This is the astonishing view that grips the first time visitor emerging from that same 'window'. A hands and knees crawl along the right hand ledge leads to the Bridge.  The water at the bottom of the pot eventually finds its way underground, travels underneath the River Ribble, and emerges in the dark pool of Turn Dub - over a mile away.  This was proved by dye-testing.

Picture by kind permission of Paul Whittaker

In heavy rain, two cavers emerge from the Dolly Tubs and witness the astonishing spectacle that is Alum Pot: steam billowing out of the depths of the great shaft.

Picture by kind permission of Paul Whittaker

Tackling The Bridge.  This is a massive slab tilted across the shaft at an acute angle and, back in 2006 when I last did it, it gave me a touch of the eebie-jeebies!  I don't usually mind heights, but a 150 foot drop on each side of a moss and algae covered boulder can test even the strongest nerves!  Northern Caves pulls no punches: 'A rope is necessary to tackle this obstacle since a slip is invariably fatal.'  Think we get the message!

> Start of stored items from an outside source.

PR #615, opened 2018-11-10
refactor: use individual lodash package for proto loader

JustinBeckwith:
This drops the `lodash` package in favor of `lodash.camelcase`

### DIFF
--- a/packages/proto-loader/package.json
+++ b/packages/proto-loader/package.json
@@ -38,12 +38,12 @@
     "build/src/*.js"
   ],
   "dependencies": {
-    "@types/lodash": "^4.14.104",
-    "@types/node": "^9.4.6",
-    "lodash": "^4.17.5",
+    "lodash.camelcase": "^4.3.0",
     "protobufjs": "^6.8.6"
   },
   "devDependencies": {
+    "@types/lodash.camelcase": "^4.3.4",
+    "@types/node": "^10.12.5",
     "clang-format": "^1.2.2",
     "gts": "^0.5.3",
     "typescript": "~2.7.2"
--- a/packages/proto-loader/src/index.ts
+++ b/packages/proto-loader/src/index.ts
@@ -18,7 +18,7 @@
 import * as Protobuf from 'protobufjs';
 import * as fs from 'fs';
 import * as path from 'path';
-import * as _ from 'lodash';
+import camelCase = require('lodash.camelcase');
 
 export interface Serialize<T> {
   (value: T): Buffer;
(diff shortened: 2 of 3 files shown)


packages/proto-loader/src/index.ts
```diff
@@ -18,7 +18,7 @@
 import * as Protobuf from 'protobufjs';
 import * as fs from 'fs';
 import * as path from 'path';
-import * as _ from 'lodash';
+import camelCase = require('lodash.camelcase');
```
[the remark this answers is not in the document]
JustinBeckwith: Yeah, it is a little weird. It's like this because the DefinitelyTyped package uses the `export = ` syntax instead of es modules syntax:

 Slightly less intimidating, but equally beautiful, is this Silurian 'erratic' resting on the limestone on Fell Close Moor nearby.  I went in search of Fell Close Cave, only to discover the entrance was snowed under!  This boulder was dropped by the Ribblesdale glacier about 14 000 years ago.  I don't think it's about to go anywhere now!


Freezing didn't quite describe it.  Fed up at missing my beloved little cave, I huddled amongst masses of sheep and rabbit muck for my butties, inside this ancient sheep shelter.


A gulp from the flask and it was back to the limestone. There are some stunning pavements up on Fell Close and here is one of them.  Note the famous karen grooving caused by water action on the clints, with the deep grykes in between.  These pavements were swept clean by the Ribblesdale glacier removing all the material that once lay above.


The top entrance to Upper Long Churn Cave.  Both Long Churns connect with Alum Pot.  Just inside this entrance is the 3 metre water chute into 'Doctor Bannister's Handbasin' - a deep pool 20 feet wide where the stream has carved through a joint in the limestone to meet the next bedding plane just below the surface.  The source of the name is unknown, but it has been in place since at least the 18th century.  We'll leave our 'doctor's' appointment for later and reach the handbasin a far less risky way - by the bottom entrance.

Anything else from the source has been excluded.